• [DESCRIPTION OF THE TASK]:
The output should consist solely of the lines running from the one that contains "Remember to mark" through the end of the records below, copied exactly.
==============================
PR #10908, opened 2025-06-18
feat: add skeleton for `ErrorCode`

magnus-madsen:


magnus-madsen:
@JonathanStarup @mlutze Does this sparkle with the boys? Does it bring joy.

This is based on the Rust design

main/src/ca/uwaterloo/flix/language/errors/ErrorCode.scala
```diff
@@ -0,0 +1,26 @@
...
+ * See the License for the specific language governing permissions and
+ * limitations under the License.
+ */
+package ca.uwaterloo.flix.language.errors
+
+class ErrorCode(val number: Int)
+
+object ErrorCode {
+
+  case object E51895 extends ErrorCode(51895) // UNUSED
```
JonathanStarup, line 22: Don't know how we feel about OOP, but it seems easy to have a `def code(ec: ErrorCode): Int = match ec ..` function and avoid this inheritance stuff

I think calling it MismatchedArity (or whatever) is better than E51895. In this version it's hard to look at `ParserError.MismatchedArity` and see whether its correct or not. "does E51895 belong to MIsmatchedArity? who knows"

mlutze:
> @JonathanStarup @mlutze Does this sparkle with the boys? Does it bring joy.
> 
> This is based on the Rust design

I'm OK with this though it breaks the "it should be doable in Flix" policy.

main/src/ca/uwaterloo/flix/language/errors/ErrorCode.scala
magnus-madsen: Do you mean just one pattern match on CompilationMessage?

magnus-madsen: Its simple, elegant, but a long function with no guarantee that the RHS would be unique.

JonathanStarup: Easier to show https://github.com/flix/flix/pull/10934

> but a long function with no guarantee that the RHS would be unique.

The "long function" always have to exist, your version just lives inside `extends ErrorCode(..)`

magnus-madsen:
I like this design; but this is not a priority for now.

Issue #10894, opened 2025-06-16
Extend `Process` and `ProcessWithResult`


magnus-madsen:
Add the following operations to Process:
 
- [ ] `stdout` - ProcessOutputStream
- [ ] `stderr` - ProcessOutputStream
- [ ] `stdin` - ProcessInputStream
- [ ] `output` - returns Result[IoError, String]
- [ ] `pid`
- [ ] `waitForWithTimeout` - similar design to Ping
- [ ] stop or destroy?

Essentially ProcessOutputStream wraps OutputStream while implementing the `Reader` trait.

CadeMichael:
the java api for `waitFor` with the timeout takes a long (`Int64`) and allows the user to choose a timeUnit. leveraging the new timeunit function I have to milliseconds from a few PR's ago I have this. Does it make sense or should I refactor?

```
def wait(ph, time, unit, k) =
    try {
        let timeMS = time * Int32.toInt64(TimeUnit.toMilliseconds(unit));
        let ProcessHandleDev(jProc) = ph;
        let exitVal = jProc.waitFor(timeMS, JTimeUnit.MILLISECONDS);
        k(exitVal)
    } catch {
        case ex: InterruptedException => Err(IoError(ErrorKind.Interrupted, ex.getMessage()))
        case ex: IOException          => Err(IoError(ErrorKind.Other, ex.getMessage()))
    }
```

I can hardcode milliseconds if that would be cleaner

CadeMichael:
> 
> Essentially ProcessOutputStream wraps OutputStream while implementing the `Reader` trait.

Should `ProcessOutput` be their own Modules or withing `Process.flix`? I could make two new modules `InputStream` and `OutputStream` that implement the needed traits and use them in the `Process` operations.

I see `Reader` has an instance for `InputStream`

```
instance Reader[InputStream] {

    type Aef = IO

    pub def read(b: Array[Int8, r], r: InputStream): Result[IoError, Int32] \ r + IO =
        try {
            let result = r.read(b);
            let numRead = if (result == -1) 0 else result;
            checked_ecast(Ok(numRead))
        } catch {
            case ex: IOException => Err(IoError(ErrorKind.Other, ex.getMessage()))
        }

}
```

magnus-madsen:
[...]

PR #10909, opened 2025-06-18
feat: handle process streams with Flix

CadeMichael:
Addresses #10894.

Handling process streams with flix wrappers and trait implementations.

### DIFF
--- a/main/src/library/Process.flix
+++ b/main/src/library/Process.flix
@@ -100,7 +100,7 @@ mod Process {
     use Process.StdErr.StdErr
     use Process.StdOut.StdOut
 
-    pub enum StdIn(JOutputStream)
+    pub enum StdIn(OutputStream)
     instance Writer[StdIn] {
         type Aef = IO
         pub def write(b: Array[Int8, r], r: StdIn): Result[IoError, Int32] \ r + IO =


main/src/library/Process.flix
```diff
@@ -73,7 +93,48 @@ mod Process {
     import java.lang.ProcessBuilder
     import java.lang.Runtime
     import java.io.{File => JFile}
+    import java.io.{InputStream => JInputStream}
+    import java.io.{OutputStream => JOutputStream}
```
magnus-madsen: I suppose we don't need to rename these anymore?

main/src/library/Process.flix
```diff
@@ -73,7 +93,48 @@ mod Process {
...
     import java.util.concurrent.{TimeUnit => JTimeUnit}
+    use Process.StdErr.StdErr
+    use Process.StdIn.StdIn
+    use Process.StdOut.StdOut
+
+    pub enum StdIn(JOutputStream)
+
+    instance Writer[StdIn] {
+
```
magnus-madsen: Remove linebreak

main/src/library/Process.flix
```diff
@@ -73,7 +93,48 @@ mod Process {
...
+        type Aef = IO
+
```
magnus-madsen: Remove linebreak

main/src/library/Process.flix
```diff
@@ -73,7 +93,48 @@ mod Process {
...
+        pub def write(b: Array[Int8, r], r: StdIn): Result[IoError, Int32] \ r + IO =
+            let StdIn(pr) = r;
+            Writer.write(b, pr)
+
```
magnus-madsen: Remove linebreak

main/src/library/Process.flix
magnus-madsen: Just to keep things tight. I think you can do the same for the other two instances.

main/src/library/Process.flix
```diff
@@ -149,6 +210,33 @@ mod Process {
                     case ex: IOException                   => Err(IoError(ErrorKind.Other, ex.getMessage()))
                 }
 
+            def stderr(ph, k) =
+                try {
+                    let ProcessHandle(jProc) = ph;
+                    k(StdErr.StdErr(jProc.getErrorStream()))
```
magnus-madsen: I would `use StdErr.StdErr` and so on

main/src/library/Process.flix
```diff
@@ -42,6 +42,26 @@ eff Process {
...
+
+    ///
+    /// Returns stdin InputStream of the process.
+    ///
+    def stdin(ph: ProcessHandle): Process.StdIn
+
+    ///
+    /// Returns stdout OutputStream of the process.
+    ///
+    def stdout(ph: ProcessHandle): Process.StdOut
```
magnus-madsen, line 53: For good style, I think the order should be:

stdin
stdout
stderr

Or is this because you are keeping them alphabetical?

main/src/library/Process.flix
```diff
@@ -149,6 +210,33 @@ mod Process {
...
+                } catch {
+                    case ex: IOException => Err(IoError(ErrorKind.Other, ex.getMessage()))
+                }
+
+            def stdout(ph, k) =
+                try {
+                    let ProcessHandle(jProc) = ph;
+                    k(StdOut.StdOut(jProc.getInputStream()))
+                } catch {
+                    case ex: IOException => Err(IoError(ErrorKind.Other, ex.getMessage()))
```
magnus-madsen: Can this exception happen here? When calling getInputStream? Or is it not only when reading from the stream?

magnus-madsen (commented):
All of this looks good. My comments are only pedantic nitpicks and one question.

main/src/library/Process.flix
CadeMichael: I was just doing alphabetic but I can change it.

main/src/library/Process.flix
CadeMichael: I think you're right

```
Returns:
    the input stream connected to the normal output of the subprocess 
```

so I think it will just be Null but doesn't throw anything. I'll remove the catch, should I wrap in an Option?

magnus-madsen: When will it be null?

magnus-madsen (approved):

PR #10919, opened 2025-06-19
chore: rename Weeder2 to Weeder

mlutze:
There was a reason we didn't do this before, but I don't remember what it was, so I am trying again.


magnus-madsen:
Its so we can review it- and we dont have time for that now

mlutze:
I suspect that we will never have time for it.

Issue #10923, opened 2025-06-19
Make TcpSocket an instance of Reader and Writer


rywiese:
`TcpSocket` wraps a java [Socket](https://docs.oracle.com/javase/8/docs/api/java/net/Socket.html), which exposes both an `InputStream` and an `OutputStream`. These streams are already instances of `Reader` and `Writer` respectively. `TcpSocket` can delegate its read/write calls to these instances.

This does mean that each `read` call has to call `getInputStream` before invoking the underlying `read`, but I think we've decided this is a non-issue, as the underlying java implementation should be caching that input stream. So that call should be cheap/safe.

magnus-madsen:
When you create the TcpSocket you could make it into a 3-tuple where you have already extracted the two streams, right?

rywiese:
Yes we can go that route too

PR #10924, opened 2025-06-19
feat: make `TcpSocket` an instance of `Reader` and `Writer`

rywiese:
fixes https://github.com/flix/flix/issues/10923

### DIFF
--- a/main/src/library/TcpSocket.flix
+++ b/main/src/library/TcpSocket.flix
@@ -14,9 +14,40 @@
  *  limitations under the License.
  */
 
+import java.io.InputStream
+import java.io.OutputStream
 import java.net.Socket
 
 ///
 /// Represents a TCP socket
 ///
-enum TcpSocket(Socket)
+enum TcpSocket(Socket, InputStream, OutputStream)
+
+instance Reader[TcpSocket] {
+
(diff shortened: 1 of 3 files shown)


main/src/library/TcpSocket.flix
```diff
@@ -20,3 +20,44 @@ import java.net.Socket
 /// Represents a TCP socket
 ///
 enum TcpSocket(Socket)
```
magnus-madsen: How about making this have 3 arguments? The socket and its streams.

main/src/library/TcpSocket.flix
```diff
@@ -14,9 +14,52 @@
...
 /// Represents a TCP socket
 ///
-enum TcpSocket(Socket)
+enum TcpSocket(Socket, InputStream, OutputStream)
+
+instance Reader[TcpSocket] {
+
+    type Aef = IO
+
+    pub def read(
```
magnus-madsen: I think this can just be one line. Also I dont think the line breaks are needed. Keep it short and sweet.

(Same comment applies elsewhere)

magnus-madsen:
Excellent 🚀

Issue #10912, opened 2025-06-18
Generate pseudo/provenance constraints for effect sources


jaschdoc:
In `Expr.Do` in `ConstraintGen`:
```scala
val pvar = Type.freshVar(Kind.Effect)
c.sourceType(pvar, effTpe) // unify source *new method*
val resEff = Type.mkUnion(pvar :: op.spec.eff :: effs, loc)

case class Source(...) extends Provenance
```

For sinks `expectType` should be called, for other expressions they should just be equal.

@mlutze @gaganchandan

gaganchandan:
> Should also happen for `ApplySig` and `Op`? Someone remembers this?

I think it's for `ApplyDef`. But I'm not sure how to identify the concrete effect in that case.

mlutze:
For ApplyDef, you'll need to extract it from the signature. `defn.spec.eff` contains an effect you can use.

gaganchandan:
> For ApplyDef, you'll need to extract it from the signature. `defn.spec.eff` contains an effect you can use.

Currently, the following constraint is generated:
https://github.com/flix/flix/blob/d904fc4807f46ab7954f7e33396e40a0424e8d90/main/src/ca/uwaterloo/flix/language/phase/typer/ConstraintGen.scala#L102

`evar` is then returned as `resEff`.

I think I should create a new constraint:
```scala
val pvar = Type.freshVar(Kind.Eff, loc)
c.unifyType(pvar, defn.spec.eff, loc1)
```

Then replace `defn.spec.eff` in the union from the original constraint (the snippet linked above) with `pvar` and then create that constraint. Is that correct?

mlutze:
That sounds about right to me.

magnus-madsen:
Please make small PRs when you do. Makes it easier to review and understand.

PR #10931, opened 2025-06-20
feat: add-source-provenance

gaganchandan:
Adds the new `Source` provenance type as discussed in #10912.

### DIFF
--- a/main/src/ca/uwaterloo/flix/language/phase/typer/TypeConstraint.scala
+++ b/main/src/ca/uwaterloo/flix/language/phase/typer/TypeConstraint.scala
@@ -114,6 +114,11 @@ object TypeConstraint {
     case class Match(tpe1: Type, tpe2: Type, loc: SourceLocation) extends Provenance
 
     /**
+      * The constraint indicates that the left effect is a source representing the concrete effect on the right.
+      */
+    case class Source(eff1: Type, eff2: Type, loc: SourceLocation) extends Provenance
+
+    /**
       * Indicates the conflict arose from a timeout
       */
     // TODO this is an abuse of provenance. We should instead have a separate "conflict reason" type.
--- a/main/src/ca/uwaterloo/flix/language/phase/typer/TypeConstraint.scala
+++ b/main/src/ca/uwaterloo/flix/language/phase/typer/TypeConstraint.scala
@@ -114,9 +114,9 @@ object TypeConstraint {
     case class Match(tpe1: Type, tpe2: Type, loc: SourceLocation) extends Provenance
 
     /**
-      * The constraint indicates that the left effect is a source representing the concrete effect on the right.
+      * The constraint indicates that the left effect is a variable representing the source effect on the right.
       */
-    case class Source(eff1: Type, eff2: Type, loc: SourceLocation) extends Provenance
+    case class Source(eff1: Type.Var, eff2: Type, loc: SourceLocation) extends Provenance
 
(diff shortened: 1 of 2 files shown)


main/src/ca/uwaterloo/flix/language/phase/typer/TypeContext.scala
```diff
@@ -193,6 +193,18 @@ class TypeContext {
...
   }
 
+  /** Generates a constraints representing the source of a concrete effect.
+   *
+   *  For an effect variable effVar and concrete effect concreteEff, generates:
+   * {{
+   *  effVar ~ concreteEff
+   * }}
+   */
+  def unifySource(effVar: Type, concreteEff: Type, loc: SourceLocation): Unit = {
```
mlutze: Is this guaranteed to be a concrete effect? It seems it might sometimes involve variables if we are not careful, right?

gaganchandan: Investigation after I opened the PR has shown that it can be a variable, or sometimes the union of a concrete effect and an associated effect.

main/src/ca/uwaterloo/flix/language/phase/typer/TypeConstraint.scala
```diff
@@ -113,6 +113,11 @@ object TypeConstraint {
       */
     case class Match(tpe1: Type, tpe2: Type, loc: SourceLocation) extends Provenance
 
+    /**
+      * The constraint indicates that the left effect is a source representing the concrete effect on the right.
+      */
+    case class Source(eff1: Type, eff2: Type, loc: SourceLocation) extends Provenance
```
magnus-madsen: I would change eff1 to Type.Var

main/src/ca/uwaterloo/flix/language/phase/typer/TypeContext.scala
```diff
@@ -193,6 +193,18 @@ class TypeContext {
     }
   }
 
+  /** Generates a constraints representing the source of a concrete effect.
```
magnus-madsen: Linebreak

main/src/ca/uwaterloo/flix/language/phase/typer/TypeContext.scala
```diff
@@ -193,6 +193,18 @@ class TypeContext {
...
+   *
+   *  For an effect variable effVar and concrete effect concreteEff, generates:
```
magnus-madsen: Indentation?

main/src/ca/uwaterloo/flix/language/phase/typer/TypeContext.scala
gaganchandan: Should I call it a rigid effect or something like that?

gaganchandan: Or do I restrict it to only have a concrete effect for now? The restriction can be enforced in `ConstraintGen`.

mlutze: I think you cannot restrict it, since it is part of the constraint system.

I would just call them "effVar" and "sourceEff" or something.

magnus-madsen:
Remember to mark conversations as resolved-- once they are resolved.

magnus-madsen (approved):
==============================
• [RESPONSE TO THE TASK]:
Remember to mark conversations as resolved-- once they are resolved.

magnus-madsen (approved):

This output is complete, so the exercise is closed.